Author’s Response: Thank you for the suggestion. We have made changes accordingly.

 

[“MCC950 (CP-456773, CRID3) is a potent small molecule inhibitor that mainly tar-gets the NLRP3 inflammasome.”

 

“A humanized antibody called IC100 (IgG4) has been specifically developed to tar-get the ASC component of inflammasomes.”

 

“Ketotifen (Zaditor®) is an antihistamine drug that is used to treat allergic rhinitis (hay fever) and allergic conjunctivitis.”

 

“Tranilast (N-[3’,4’-dimethoxycinnamoyl]-anthranilic acid), an anti-inflammatory agent mainly used in treating allergic disorders, has been assessed in preclinical and clin-ical studies for diverse inflammatory conditions.”

 

“For instance, anakinra (KINERET®), a recombinant form of the naturally occurring IL-1 receptor antagonist, binds to the same receptor as IL-1β but does not activate it.”

 

“Another example is canakinumab (ILARIS®), a monoclonal antibody that targets IL-1β, a cytokine produced by the inflammasome.”

 

“Glyburide (Glibenclamide) is an FDA-approved ATP-sensitive K+ channel inhibi-tor used for T2D in the United States.]

 

8. Table 1 has a lot of unnecessary repetitions and inexplicably omits compounds like NSAIDs, TZDs, GLP-1, gamma-T3, and rosuvastatin that are mentioned in the text. Author’s Response: Thank you for pointing this out. We have included these compounds in the table.

 

9. Several points in the text should be changed or emendated, e.g.:

 

Author’s Response: Thanks for this suggestion and for the efforts in reviewing our work. We have revised the manuscript to address text problems and inconsistencies.

 

10. The conclusions and future perspectives are weak and obvious: they do not report anything original and previously unpublished.

 

Author’s Response: We appreciate this feedback and tried to enhance the clarity and relevance of our conclusions while remaining in line with the conventions of a narrative review that usually does not report unpublished or original data but provides a comprehensive overview of the current state of knowledge in the field. Our study intends to gather, organize, and evaluate the existing body of literature on the subject matter; therefore, while the manuscript's conclusions and future perspectives may appear to be "weak" or "obvious," they are based on a synthesis of previously published research summarizing the consensus and highlighting gaps in the current literature.

Reviewer 3 Report

Comments and Suggestions for Authors

This is a good summary for inflammasome.  Can the authors add some comments on NLRP6 inflammasome?

Author Response

Response: Manuscript ID: futurepharmacol-2498693

 

Dear Editor,

As a first step, the authors would like to express their appreciation to the three reviewers for their helpful suggestions regarding the manuscript entitled: “Targeting inflammasome complex in inflammatory diseases for possible therapeutics.”

 

We have addressed each of the reviewers’ comments point-by-point in the comments below.
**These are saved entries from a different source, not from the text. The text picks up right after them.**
Issue #156, opened 2017-03-28
redEyeReduction as a sequence<boolean> is strange


domenic:
Why not just an enum, e.g. "never", "always", "controllable" or similar?

miguelao:
During the change to Constrainable Pattern we also updated this [capability](https://w3c.github.io/mediacapture-image/#dom-photocapabilities-redeyereduction), it reads now:
> If the source cannot do red eye reduction a single false is reported. If red eye reduction cannot be turned off, a single true is reported. If the script can control the feature, the source reports a list with both true and false as possible values.

Which is similar to what's done for [echoCancellation](https://w3c.github.io/mediacapture-main/#dom-mediatrackcapabilities-echocancellation) capability in medicapture-streams Spec and was timely suggested by @jan-ivar.

domenic:
Yes, I was saying that how it reads now is very strange, instead of using an enum. I guess if the idea is to align with another very strange API maybe that is worthwhile, but I am still not sure it is the right tradeoff.

jan-ivar:
@miguelao Actually, since `redEyeReduction` is a photoCapability, not a [Constrainable-Pattern](https://w3c.github.io/mediacapture-main/#capabilities)-using MediaTrackCapability, there's no technical reason it can't use enums or any API it wants. In fact, being different may be a benefit, to avoid confusing the two APIs. Sorry I missed this in review.

miguelao:
@jan-ivar what do you propose? An enum saying e.g.
```
enum redEyeReductionCapability {
  "unsupported",
  "fixed_false",
  "fixed_true",
  "configurable"
};
```
Or some such?

jan-ivar:
@miguelao What's the difference between `"unsupported"` and `"fixed_false"`?

I liked @domenic's `"never"`, `"always"`, `"controllable"`.

miguelao:
`"never"`, `"always"`, `"controllable"` it is! 👍

miguelao:
Closing by PR #165 .

PR #164, opened 2017-03-28
Made PhotoCapabilities.fillLightMode a sequence<FillLightMode>...

miguelao:
This PR:
- Makes `PhotoCapabilities.fillLightMode` a `sequence<FillLightMode>`, 
- removes `unavailable` from `FillLightMode`, since the condition of not-having-flash is encoded in returning an empty sequence and it doesn't make sense to use said `unavailable` for `PhotoSettings`,
- updates some text

### DIFF
--- a/index.bs
+++ b/index.bs
@@ -179,10 +179,10 @@ interface ImageCapture {
 
 <pre class="idl">
   interface PhotoCapabilities {
-    readonly attribute FillLightMode      fillLightMode;
-    readonly attribute MediaSettingsRange imageHeight;
-    readonly attribute MediaSettingsRange imageWidth;
-    readonly attribute sequence&lt;boolean>  redEyeReduction;
+    readonly attribute sequence&lt;boolean>       redEyeReduction;
+    readonly attribute MediaSettingsRange      imageHeight;
+    readonly attribute MediaSettingsRange      imageWidth;
+    readonly attribute sequence&lt;FillLightMode> fillLightMode;
   };
 </pre>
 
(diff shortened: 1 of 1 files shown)


jan-ivar:
@miguelao This seems counter to https://github.com/w3c/mediacapture-image/issues/156, should we resolve that one first?

miguelao:
#156 is independent: in this PR I'm just moving the the idl to match the definitions below. We can talk about `redEyeReduction` separately :-)

index.bs
```diff
@@ -179,10 +179,10 @@ interface ImageCapture {
...
 <pre class="idl">
   interface PhotoCapabilities {
-    readonly attribute FillLightMode      fillLightMode;
-    readonly attribute MediaSettingsRange imageHeight;
-    readonly attribute MediaSettingsRange imageWidth;
-    readonly attribute sequence&lt;boolean>  redEyeReduction;
+    readonly attribute sequence&lt;boolean>       redEyeReduction;
+    readonly attribute MediaSettingsRange      imageHeight;
+    readonly attribute MediaSettingsRange      imageWidth;
+    readonly attribute sequence&lt;FillLightMode> fillLightMode;
```
jan-ivar: Actually, a sequence [cannot be an attribute](https://heycam.github.io/webidl/#idl-attributes). It's invalid WebIDL. We'd need:
```js
readonly attribute FrozenArray<boolean>    redEyeReduction;
readonly attribute FrozenArray<boolean>    fillLightMode;
```

miguelao: Changed in the latest commit.

PR #207, opened 2023-03-22
Fix/temurin

akurtakov:
## What it does
Switches Jenkins build JVM to Temurin so latest 17.x version is used.

## How to test
Build still works

## Author checklist

### DIFF
--- a/Jenkinsfile
+++ b/Jenkinsfile
@@ -10,7 +10,7 @@ pipeline {
 	}
 	tools {
 		maven 'apache-maven-latest'
-		jdk 'openjdk-jdk17-latest'
+		jdk 'temurin-jdk17-latest'
 	}
 	stages {
 		stage('Build') {


akurtakov:
Most notable reason to use 17.0.5 is https://bugs.openjdk.org/browse/JDK-8269039 which made some jars appear as unsigned late in the 4.27 cycle. 

But even ignoring that using latest bugfix release should be the norm as these  bugfix releases are what end users end up with (JustJ https://download.eclipse.org/justj/jres/17/downloads/latest/ in EPPs) so it's best to run verification with same bugfix level.

iloveeclipse:
Do you plan / do we need to change this overall in the platform / JDT / PDE / equinox too?

akurtakov:
> Do you plan / do we need to change this overall in the platform / JDT / PDE / equinox too?

Majority are already handled. `git submodule foreach 'git grep openjdk;true'|grep Jenkins` gives 7 Jenkinsfiles. In general I handle them as I come to a repo for some reason but I would very welcome if someone wants to speed it up.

In the revised manuscript, altered text is shown by “red highlighted”. The authors believe the suggestions of the reviewers have greatly improved the manuscript.

 

We hope these changes will be satisfactory and look forward to any further suggestions.

 

Best wishes,

 

Md Soriful Islam,

for the authors

 

Reviewer 3

 

Response to Reviewer 3 Comment:

Comments and Suggestions for Authors

 

Reviewer 3: This is a good summary for inflammasome.  Can the authors add some comments on NLRP6 inflammasome?

 

Author’s Response: Thanks for this suggestion. We revised the manuscript to include evidence regarding NLRP6, NLRP7, NLRP12, and IFI16 inflammasomes since this would enhance the comprehensiveness of our summary.